Rentner und Familien von Menschen mit Behinderungen protestieren vor dem Kongress

Rentner und Familien von Menschen mit Behinderungen protestierten am Mittwoch vor dem Nationalkongress und forderten eine Erhöhung der Renten und die Auszahlung überfälliger Beihilfen. Die Regierung setzte ein großes Polizeiaufgebot mit Bundespolizei und Gendarmerie ein, um Straßenblockaden zu verhindern. Die Demonstranten wiesen auf den Kaufkraftverlust bei den Renten und die Schulden bei Programmen wie Incluir Salud und PAMI hin.
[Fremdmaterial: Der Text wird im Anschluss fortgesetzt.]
Issue #147, opened 2021-03-10
[Feature] Failed backups to not block incoming traffic and trigger high prio alert instead


amshuman-kr:
**Feature (What you would like to be added):**
Currently, the health check of the etcd pods is linked to the backup health (last backup upload succeeded) in addition to just etcd health. But as long as etcd data is backed by persistent volumes (it is now), we can afford for etcd to continue serve income requests even when backup upload fails as long as high priority alerts are triggered when backup upload fails and follow up is done to resolve the issue.

**Motivation (Why is this needed?):**
Avoid bringing down the whole shoot cluster control-plane when backup upload fails as that basically brings the cluster to a grinding halt. This might be affordable if etcd data is backed by persistent volumes because for data loss to occur a further data corruption in the persistent volumes is required (while backup upload is failing) to cause a data loss. 

See also https://github.tools.sap/kubernetes-canary/issues-canary/issues/599

**Approach/Hint to the implement solution (optional):**
The following tasks might have to checked/evaluated.

- [x] Trigger high priority alert when backup upload fails (for full or incremental backups) https://github.com/gardener/gardener/pull/4094
- [x] Change the health check criteria for the readinessProbe in the etcd pods to not take backup health (last backup upload) into consideration https://github.com/gardener/etcd-backup-restore/pull/411
- [ ] ~Enhance the [multi-node etcd proposal](https://github.com/gardener/etcd-druid/blob/master/docs/proposals/multi-node/README.md) to address this new requirement.~

vlerenc:
As we have seen lately with the off-by-one (32/33 chunks) on GCP, doesn't it make sense to give this one a higher prio @amshuman-kr?

ishan16696:
> But as long as etcd data is backed by persistent volumes (it is now), we can afford for etcd to continue serve income requests even when backup upload fails

Just wanted to mention one point: In [multi-node etcd](https://github.com/gardener/etcd-druid/tree/master/docs/proposals/multi-node) we have a plan to use [Ephemeral volume](https://github.com/gardener/etcd-druid/tree/master/docs/proposals/multi-node#ephemeral), if we choose to go with Ephemeral volume then we might lose the data in worst case scenario as data wasn’t backed up.

timuthy:
> > But as long as etcd data is backed by persistent volumes (it is now), we can afford for etcd to continue serve income requests even when backup upload fails
> 
[...]

PR #256, opened 2021-11-08
Move ephemeral volumes to follow-up

timuthy:

/area documentation
/kind epic

As discussed in https://github.com/gardener/etcd-druid/issues/147#issuecomment-961918646 we consider the ephemeral volume use-case being a follow-up item.

**Release note**:

```doc operator
The multi-node etcd proposal has been updated and now considers ephemeral volumes not being an integral part of the multi-node feature set.
```


ishan16696 (approved):
LGTM!!

PR #74, opened 2020-02-04
Use quiet-0.2 for some data types

nfrisby:
E.G. `show (SlotNo 3) == "SlotNo 3"` now instead of `"SlotNo {unSlotNo = 3}"`.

Am Mittwoch versammelten sich Rentner und Familien von Menschen mit Behinderungen vor dem Nationalkongress und forderten Verbesserungen bei den Rentenzahlungen und die Auszahlung überfälliger Leistungen. Die Demonstration fand inmitten einer umfangreichen Sicherheitsoperation statt, die vom Sicherheitsministerium geleitet wurde und an der die Bundespolizei und die nationale Gendarmerie beteiligt waren, um Straßensperrungen gemäß dem aktuellen Protokoll in der Gegend zu verhindern. Die Demonstranten wiesen auf den starken Rückgang der Rentenkaufkraft und die Verzögerungen bei Programmen wie Incluir Salud und PAMI hin, die zum Teil Monate zurückliegen. Diese Aktion folgt auf eine frühere Kundgebung vor der Casa Rosada, bei der dieselben Gruppen vor verschärften Maßnahmen gewarnt hatten, da die Regierung nicht reagierte. Die Behörden konzentrierten sich darauf, Verkehrsbehinderungen in der Nähe des Kongresses zu verhindern und die öffentliche Ordnung während des Protestes zu gewährleisten. Ersten Berichten zufolge ist die Geschichte noch nicht abgeschlossen.